The wall is fixed and the system presses itself into the top left corner.
That means that $R_x$ and $R_y$ will be exactly as large as needed to counter the forces generated by the fluid.

Put otherwise, the system as a whole is in static equilibrium (what they termed "Balance of the system").
That means:
$$\sum F_x = 0\\
\sum F_y = 0 \\
\sum M = 0$$
(Thinking)
 
I like Serena said:
Hey! (Wave)

The wall is fixed and the system presses itself into the top left corner.
That means that $R_x$ and $R_y$ will be exactly as large as needed to counter the forces generated by the fluid.

Put otherwise, the system as a whole is in static equilibrium (what they termed "Balance of the system").
That means:
$$\sum F_x = 0\\
\sum F_y = 0 \\
\sum M = 0$$
(Thinking)

What is $M$ ?? (Wondering)

Could you explain to me the signs at the equation $-R_y+F_{W_0, y}=0$ ?? (Wondering) Why is at $R_y$ a minus and at $F_{W_0, y}$ a plus?? (Wondering)
 
mathmari said:
What is $M$ ?? (Wondering)

$M$ is the symbol for moments or torques, which make the system rotate. (Nerd)
It's not included in your problem though.

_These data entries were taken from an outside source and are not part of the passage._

PR #1630, opened 2026-09-01
feat(verifier): enable replication relays

### LINKED ISSUE #1617: Enable verifier replication relays
## Goal

Allow a verifier with the source authority key to relay its replicated Engine state to downstream verifiers.

## Why

`magicblock-verifier` currently starts only `ReplicationClient`. Engine supports shared-key followers acting as replication relays, but the verifier neither exposes downstream dispatcher configuration nor starts `ReplicationDispatcher`, so downstream verifiers cannot connect to it.

## Scope

- Add downstream bind-address and follower-allowlist settings to verifier replication configuration.
- Start `ReplicationDispatcher` for each verifier Engine lifecycle, including after snapshot-driven reopen.
- Coordinate dispatcher startup, failure, and shutdown through the Engine `ShutdownManager`.
- Preserve upstream client authentication and replication behavior.
- Preserve distinct-key verifiers as terminal leaves; dispatcher startup must remain disabled when the local signer differs from the represented source authority.
- Keep leader-only RPC, settlement, scheduling, Chainlink, and admin services disabled.

bmuddha:
## What changed

- add downstream bind-address and follower-allowlist settings to verifier replication configuration
- start a downstream replication dispatcher for each verifier Engine generation when followers are allowed
- coordinate replication startup, failure, restart, and shutdown through the Engine lifecycle manager

Closes #1617

## Impact

Existing verifier configurations remain valid through default downstream settings. Distinct-key verifiers remain terminal leaves because Engine rejects dispatcher startup before binding when the local signer does not represent the source authority. Leader-only services remain disabled.

## Reviewer notes

The relay authority boundary remains owned by `ReplicationDispatcher::spawn`. Snapshot-driven reopen reconstructs both upstream replication and the configured downstream dispatcher while the metrics endpoint retains its process lifetime.

### DIFF
--- a/bins/magicblock-verifier/src/main.rs
+++ b/bins/magicblock-verifier/src/main.rs
@@ -4,7 +4,7 @@ use anyhow::{Context, Result};
 use engine::Engine;
 use magicblock_config::{ConfigError, VerifierParams};
 use nucleus::shutdown::{Service, ShutdownManager, ShutdownReason};
-use replicator::ReplicationClient;
+use replicator::{ReplicationClient, ReplicationDispatcher};
 use tokio::sync::mpsc;
 use tracing::{error, info};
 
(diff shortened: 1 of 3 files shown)


bmuddha:
@coderabbit review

Could you explain to me the signs at the equation $-R_y+F_{W_0, y}=0$ ?? (Wondering) Why is at $R_y$ a minus and at $F_{W_0, y}$ a plus?? (Wondering)

More specifically, static equilibrium is often written as something like:
\begin{aligned}
\overset{+}{\rightarrow} &\sum_i F_{i,x} &=0 \\
+\!\!\uparrow &\sum_i F_{i,y} &=0 \\
\underset+\curvearrowleft &\sum_i M_{i,\text{arbitrary point}}&= 0
\end{aligned}

The arrows indicate which direction we count as plus.
Since the direction of $R_y$ (as it is drawn) is in the opposite direction of the arrow for vertical forces, we give it a minus sign.
Apparently $F_{W_0, y}$ is going in the direction of the arrow (up), although I don't see it in the drawing. (Wasntme)
 
Which force is $F_{W_0, y}$ ?? (Wondering)
 
mathmari said:
Which force is $F_{W_0, y}$ ?? (Wondering)

From the problem statement:
[box=yellow]$\overrightarrow{F}_{W_0}$ is the force over the solid boundary $\partial_{W_0}$ (square ΑΒΓΔ) [/box]

That is, the force $F_{W_0, y}$ is the vertical component of the force that applies to the box due to fluid movements caused by differences in pressure.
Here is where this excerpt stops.